> [TASK GOAL] Using the entries below, output exactly the lines from the one containing "Basically I'm just" through the final line, both included, and no others.

> [EXERCISE MATERIALS]
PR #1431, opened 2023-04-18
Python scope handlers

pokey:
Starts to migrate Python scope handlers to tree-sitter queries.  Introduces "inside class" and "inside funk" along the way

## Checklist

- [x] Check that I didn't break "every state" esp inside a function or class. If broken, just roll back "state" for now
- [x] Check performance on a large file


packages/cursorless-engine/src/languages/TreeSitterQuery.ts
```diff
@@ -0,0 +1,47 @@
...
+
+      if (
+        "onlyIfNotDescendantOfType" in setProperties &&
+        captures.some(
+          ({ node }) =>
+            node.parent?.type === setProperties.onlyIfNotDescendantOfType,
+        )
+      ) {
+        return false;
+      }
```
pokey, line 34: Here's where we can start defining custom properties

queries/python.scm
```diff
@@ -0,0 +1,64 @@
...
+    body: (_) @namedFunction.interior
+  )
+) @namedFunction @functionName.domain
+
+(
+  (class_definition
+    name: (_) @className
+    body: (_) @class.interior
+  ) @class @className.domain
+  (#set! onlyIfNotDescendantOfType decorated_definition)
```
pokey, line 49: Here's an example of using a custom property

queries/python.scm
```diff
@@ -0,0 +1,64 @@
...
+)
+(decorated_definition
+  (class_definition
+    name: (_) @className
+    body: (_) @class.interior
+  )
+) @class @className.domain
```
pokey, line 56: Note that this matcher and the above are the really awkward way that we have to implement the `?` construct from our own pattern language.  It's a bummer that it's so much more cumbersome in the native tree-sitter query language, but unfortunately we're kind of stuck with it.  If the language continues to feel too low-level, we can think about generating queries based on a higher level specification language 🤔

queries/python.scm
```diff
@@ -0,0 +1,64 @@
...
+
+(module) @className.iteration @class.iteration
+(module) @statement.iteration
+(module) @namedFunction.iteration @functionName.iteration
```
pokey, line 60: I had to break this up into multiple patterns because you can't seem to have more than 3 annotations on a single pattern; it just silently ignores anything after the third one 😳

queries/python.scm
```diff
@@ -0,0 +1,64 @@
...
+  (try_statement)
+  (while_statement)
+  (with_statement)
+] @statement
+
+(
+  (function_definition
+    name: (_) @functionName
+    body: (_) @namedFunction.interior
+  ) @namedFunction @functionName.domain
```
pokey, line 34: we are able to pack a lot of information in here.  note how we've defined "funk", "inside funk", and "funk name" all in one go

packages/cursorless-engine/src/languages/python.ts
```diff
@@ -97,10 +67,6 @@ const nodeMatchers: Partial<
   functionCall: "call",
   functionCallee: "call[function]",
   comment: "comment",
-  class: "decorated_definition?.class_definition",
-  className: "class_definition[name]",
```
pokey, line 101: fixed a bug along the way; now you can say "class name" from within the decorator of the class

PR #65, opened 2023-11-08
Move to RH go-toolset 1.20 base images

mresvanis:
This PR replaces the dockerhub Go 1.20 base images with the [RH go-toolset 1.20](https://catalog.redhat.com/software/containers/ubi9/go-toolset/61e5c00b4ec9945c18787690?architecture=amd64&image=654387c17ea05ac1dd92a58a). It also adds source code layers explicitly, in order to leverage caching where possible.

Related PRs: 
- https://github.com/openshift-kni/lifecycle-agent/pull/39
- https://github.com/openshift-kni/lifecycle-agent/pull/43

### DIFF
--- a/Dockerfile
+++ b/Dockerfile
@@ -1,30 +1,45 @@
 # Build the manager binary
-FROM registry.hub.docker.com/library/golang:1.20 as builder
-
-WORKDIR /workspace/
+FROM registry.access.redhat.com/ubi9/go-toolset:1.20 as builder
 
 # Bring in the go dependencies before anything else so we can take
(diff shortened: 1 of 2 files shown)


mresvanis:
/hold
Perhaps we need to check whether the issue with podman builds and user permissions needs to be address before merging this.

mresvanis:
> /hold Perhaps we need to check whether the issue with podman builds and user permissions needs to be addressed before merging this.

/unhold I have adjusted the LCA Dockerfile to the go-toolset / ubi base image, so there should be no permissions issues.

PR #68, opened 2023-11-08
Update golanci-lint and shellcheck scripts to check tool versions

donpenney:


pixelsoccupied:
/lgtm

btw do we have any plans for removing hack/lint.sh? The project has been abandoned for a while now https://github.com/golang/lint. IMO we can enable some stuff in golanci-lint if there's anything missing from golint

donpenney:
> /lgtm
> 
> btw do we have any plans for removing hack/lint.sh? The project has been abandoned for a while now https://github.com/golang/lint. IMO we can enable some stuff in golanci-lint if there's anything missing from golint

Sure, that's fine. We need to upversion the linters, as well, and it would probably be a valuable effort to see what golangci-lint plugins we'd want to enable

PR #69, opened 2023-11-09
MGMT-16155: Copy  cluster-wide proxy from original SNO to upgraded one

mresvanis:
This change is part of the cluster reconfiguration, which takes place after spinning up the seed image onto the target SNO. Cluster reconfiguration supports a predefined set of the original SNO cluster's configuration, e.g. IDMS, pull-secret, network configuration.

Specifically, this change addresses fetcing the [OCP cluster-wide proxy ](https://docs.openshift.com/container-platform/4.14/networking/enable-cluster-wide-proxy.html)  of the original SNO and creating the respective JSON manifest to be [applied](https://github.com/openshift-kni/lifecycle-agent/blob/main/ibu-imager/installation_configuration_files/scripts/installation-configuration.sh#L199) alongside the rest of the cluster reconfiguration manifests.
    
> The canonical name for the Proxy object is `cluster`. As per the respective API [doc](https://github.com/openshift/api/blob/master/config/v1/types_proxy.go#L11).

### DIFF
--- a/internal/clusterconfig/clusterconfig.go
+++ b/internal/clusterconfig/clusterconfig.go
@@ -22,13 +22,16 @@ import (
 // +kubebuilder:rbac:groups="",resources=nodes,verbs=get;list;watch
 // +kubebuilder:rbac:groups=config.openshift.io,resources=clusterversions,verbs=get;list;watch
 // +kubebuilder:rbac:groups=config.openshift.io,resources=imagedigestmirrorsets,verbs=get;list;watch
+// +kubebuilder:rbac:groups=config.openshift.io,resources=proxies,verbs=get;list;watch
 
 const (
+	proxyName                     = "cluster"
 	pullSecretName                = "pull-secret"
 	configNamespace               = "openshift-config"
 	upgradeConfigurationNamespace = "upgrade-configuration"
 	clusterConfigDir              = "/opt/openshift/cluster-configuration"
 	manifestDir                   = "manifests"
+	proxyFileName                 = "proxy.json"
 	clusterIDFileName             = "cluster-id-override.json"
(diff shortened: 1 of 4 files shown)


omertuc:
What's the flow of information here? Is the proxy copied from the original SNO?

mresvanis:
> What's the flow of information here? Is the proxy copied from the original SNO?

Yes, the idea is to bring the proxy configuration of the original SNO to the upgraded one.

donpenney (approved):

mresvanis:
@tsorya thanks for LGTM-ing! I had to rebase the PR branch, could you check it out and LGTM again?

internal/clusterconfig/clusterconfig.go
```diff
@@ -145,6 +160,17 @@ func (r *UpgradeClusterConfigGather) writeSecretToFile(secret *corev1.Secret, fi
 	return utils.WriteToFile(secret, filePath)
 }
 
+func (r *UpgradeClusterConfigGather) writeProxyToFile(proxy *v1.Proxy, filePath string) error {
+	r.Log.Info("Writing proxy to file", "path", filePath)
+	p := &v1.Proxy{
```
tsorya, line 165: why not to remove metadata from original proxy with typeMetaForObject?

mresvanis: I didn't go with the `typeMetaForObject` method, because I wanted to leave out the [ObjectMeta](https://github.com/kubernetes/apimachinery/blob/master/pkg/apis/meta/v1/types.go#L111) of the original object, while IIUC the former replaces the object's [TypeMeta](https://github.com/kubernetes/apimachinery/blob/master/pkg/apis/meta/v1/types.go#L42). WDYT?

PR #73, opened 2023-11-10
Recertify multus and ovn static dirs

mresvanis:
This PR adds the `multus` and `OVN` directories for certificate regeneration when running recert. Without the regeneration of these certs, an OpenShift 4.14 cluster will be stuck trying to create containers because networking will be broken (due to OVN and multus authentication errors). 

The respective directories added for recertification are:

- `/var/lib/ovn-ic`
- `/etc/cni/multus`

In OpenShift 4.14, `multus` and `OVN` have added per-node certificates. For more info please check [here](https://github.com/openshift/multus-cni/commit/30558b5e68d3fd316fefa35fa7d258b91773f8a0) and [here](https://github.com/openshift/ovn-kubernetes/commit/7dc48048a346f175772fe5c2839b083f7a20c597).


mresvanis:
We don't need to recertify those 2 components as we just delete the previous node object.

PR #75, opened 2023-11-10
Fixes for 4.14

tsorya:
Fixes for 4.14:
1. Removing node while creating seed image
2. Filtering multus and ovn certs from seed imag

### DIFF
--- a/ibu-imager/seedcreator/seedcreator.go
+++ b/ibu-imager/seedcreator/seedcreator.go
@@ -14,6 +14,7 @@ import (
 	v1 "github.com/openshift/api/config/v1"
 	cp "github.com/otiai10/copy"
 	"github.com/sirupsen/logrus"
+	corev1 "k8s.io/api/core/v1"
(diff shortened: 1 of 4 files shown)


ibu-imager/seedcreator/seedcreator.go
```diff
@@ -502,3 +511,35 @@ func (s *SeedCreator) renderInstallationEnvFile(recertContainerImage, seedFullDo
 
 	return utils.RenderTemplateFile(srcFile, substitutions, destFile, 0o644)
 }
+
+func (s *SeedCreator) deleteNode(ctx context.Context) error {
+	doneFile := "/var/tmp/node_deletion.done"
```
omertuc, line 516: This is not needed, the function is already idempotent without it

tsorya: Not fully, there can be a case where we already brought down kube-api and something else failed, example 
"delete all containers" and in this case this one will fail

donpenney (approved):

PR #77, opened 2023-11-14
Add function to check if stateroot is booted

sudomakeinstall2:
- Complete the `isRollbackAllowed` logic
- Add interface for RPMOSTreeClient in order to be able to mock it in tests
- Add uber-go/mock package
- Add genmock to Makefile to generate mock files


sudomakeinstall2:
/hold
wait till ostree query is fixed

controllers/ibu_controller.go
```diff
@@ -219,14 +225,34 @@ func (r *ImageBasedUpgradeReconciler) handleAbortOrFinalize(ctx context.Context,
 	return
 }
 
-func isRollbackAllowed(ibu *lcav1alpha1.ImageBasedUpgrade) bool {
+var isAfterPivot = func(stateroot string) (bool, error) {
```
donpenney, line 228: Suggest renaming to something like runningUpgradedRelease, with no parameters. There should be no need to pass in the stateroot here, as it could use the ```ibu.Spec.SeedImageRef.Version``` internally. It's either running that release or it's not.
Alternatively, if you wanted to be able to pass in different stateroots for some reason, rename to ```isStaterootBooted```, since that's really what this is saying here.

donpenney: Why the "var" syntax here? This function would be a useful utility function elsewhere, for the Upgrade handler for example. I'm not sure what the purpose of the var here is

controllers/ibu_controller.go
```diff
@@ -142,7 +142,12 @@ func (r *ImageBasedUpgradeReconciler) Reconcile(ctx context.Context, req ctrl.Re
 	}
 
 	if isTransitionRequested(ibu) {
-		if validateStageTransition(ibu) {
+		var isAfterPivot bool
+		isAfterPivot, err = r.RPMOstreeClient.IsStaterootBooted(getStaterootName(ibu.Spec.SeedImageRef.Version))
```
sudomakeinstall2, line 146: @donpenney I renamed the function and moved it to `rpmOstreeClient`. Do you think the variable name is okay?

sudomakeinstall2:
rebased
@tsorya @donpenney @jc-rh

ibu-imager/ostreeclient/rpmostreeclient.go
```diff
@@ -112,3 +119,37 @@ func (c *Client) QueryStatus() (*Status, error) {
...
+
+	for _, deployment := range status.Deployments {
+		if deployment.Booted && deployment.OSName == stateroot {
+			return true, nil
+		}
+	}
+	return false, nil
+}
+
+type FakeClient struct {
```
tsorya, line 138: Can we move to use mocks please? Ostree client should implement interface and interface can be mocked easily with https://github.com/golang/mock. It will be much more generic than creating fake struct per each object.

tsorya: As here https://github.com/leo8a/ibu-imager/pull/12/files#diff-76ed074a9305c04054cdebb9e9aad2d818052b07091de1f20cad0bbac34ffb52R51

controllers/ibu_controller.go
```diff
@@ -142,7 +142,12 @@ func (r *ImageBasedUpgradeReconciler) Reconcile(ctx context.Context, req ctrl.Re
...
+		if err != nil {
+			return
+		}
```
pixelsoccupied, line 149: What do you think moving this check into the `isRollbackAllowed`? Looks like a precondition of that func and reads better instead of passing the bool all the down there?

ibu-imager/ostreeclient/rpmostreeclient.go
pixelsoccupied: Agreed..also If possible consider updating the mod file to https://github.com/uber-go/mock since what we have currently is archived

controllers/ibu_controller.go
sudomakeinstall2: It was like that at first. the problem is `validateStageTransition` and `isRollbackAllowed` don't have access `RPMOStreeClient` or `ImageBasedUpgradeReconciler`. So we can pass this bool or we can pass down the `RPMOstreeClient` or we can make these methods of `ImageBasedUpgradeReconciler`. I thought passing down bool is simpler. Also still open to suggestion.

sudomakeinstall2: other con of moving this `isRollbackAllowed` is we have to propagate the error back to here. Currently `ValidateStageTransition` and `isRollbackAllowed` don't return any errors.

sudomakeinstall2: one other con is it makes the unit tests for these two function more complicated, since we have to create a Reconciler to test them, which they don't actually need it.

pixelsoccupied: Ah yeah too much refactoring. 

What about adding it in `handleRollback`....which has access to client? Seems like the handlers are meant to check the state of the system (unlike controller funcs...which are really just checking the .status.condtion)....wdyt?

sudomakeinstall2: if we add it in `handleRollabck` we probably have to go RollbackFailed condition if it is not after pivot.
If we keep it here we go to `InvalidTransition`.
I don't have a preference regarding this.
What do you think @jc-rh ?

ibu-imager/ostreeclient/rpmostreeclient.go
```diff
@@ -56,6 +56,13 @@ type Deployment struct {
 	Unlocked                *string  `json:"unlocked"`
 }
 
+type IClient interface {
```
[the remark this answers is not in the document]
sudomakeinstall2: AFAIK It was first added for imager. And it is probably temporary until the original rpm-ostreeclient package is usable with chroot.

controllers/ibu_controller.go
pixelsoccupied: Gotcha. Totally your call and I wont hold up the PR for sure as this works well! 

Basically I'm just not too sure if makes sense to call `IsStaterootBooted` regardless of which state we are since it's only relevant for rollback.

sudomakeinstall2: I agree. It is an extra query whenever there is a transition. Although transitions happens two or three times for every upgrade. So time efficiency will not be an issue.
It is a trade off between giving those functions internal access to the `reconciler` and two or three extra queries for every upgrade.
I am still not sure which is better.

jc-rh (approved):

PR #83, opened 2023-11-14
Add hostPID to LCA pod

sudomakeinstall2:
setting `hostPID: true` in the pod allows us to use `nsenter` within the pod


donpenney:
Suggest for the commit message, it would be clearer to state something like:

> [TASK RESPONSE]
Basically I'm just not too sure if makes sense to call `IsStaterootBooted` regardless of which state we are since it's only relevant for rollback.

sudomakeinstall2: I agree. It is an extra query whenever there is a transition. Although transitions happens two or three times for every upgrade. So time efficiency will not be an issue.
It is a trade off between giving those functions internal access to the `reconciler` and two or three extra queries for every upgrade.
I am still not sure which is better.

jc-rh (approved):

PR #83, opened 2023-11-14
Add hostPID to LCA pod

sudomakeinstall2:
setting `hostPID: true` in the pod allows us to use `nsenter` within the pod


donpenney:
Suggest for the commit message, it would be clearer to state something like:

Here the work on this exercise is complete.